Bibliose

La bibliographie de l'amylose

Dr Jean-Pierre GUEFFET

Dr Jean-Pierre GUEFFET

Cardiologue Hôpital Privé du Confluent - Nantes.

Etude prospective, monocentrique dans un hôpital communautaire réalisée entre octobre 2019 et juin 2000.

Les patients ont été sélectionnés de manière séquentielle lors de leur visite de contrôle du pacemaker. Sur les 524 patients de cette période, seuls 170 patients âgés de 65 ans ou plus ont été sélectionnés. Après avoir exclu les patients incapables de donner leur consentement et ceux qui étaient institutionnalisés, 128 patients au total ont participé. Il y a eu 35 refus pour absence de consentement et 7 patients qui ont retiré leur consentement initial. Sur ces 128 patients, ils ont eu une échographie à l'occasion du contrôle de PACEMAKER par un des auteurs et avec une relecture par le 2e auteur. Sur les 128, on a retrouvé en échographie 58 patients avec une épaisseur septale mesurée en para sternale petite axe de préférence supérieure ou égale à 12 millimètres.

58 patients ont subi un bilan biologique pour éliminer une gammapathie et une scintigraphie dans le mois suivant, à la recherche d’une amylose à TTR. Parmi eux, 11 avaient une scintigraphie évocatrice de ce diagnostic, soulignant la forte prévalence de l’amylose TTR dans la population porteuse d’un stimulateur cardiaque. En effet, les auteurs ont démontré une prévalence de 19 % chez les patients de plus de 65 ans présentant une hypertrophie ventriculaire gauche. Même sans exclure le critère d’hypertrophie ventriculaire gauche, la prévalence était encore de 9 %.

Dans la moitié des cas c’était des BAV, dans un 1/3 des cas c’était des dysfonctions sinusales. Et sinon, syndrome bradycardie et tachycardie.

Si on prend les 58 patients qui avaient une hypertrophie ventriculaire gauche et que l’on différencie ceux avec une scintigraphie positive ; on voit que dans la scintigraphie positive il y avait donc ceux qui avaient une amylose TTR, il y avait une pression artérielle plus basse, significativement par rapport à l’autre groupe, une insuffisance cardiaque plus symptomatique et des antécédents d’insuffisance cardiaque plus nombreux. On avait plus souvent recours au traitement diurétique dans cette population que dans la population non amylose.

Selon l’étude, les patients atteints d’amylose présentaient des comorbidités similaires. Cependant, en ce qui concerne les paramètres échocardiographiques, l’épaisseur du septale était significativement plus élevée dans la population amyloïde. Cela s’est également traduit par des pressions de remplissage plus élevées et un dysfonctionnement ventriculaire droit plus sévère.

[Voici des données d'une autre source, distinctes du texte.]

PR #371, opened 2021-02-22
Expose offline settings for Bot

metalmatze:
I want to write integration tests with the bot myself. I don't plan on re-implementing the command routing etc.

En outre, les taux de troponine et de NTproBNP étaient significativement plus élevés dans le groupe amyloïde que dans le groupe non amyloïde, ce qui indique qu’ils pourraient être des marqueurs potentiels pour identifier les patients qui ont besoin d’un stimulateur cardiaque.

Conclusion

En conclusion, on savait que les troubles de la conduction étaient fréquents dans l'amylose, mais on a maintenant une idée de la prévalence dans une cohorte monocentrique (9%) si l'on considère les patients de plus de 65 ans comme une indication générale. Le pourcentage passe à 19 % lorsqu'il y a une hypertrophie ventriculaire gauche égale ou supérieure à 12 millimètres à l'échocardiographie. L'une des observations des auteurs est que l'hypertension ne doit pas être considérée comme la cause de l'hypertrophie ventriculaire gauche, car il s'agit d'une comorbidité fréquente chez les patients atteints d'amylose. Pour mieux détecter ces amyloses, nous pouvons utiliser les dosages du NTproBNP et de la troponine, qui étaient significativement élevés dans cette étude.

Prevalence of transthyretin amyloid cardiomyopathy in pacemaker patients.